BRIEF DESCRIPTION OF THE DRAWINGS
[0052] FIGS. 1A-1D depict perspective views of various states of
operation during an example EDM process for forming a
structure.
[0053] FIG. 2A depicts an example EDM electrode and a workpiece
that has been processed by the electrode to form a plurality of
parts which at least temporarily remain joined to one another by
base material.
[0054] FIG. 2B depicts the processed workpiece of FIG. 2A showing
some sample dimensions for formed parts.
[0055] FIGS. 3A-3C depict perspective views of a workpiece prior to
machining (FIG. 3A), an EDM electrode for machining the work piece
(FIG. 3B), and the workpiece after machining (FIG. 3C).

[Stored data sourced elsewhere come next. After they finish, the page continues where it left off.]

Issue #1180, opened 2021-11-22
Part:4 Store the contracts in AWS


gautam071:
**Issue**
- The original issue #816 

**Describe the task**
- [ ] Save the contracts pdf in the AWS S3.
- [ ] Save the file location/path in the contracts_file _path column.

**References**
- Check how it is done in other places and replicate the code accordingly.

rathorevaibhav:
This needs to be rethought. Closing.

PR #1279, opened 2022-03-15
Contracts has been stored in local disk

Shivam-Samant:
#1180

### DIFF
--- a/Modules/Project/Entities/ProjectContract.php
+++ b/Modules/Project/Entities/ProjectContract.php
@@ -8,7 +8,7 @@ class ProjectContract extends Model
 {
     protected $fillable = ['project_id', 'contract_file_path'];
 
-    public function ProjectContract()
+    public function project()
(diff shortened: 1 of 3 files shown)


Modules/Project/Entities/ProjectContract.php
```diff
@@ -0,0 +1,15 @@
...
+
+namespace Modules\Project\Entities;
+
+use Illuminate\Database\Eloquent\Model;
+
+class ProjectContract extends Model
+{
+    protected $fillable = ['project_id', 'contract_file_path'];
+
+    public function ProjectContract()
```
rathorevaibhav, line 11: this should be 
```suggestion
    public function project()
```

rathorevaibhav (changes requested):
Just one feedback. Rest looking good.

rathorevaibhav (approved):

[0056] FIGS. 4A-1 to 4D depicts sample side cut-views of various
stages in a three-cutting step, three-cutting electrode process for
EDM machining of a foil or sheet material to produce a desired
structure (for simplicity the formation of single structure is
shown).
[0057] FIGS. 5A-1 to 5D depict various stages in an EDM cutting
process that uses a multi-stage electrode to perform drilling,
rough cutting, and finish cutting in a single EDM machining
operation.
[0058] FIGS. 6A-6G depicts side cut views illustrating various
process steps during formation of a single stage EDM electrode
where side walls of the electrode are coated with a dielectric
while the distal facing surfaces of the electrode have exposed
conductive surfaces.
[0059] FIGS. 7A-7C depict a side cut view of a plurality of example
parts to be formed (FIG. 7A) along with two example alternative
electrode configurations for machining structures (FIG. 7B and FIG.
7C).
[0060] FIGS. 8A and 8B depict a perspective view of two sample
probes that may be formed by one of the EDM machining process of
the present application.
[0061] FIGS. 9A-1 to 9G depicts various states in an alternative
fabrication process where a part, or parts, is to be formed from a
thick sheet of structural material.
[0062] FIG. 10 depicts an example stack of materials that may be
processed using an EDM electrode to produce parts from a single
sheet of structural material.
[0063] FIGS. 11A-11E depicts various states of an example process
for preparing a sheet or foil of structural material for EDM
processing.
[0064] FIGS. 12A and 12B depict the operational parts of two
electrodes that will be used in performing EDM on the foil in the
example of FIG. 11E with FIG. 12A depicting protruding drill
electrodes that will be used in forming through holes in the foil
and backing bridge sacrificial material while FIG. 12B depicts the
probe electrode that includes recessed probe pin regions that will
allow probed shaped structural material to remain after EDM
operations are complete.
[0065] FIG. 13A depicts the drill electrode over the foil after EDM
drilling has occurred leaving through holes in the foil while FIG.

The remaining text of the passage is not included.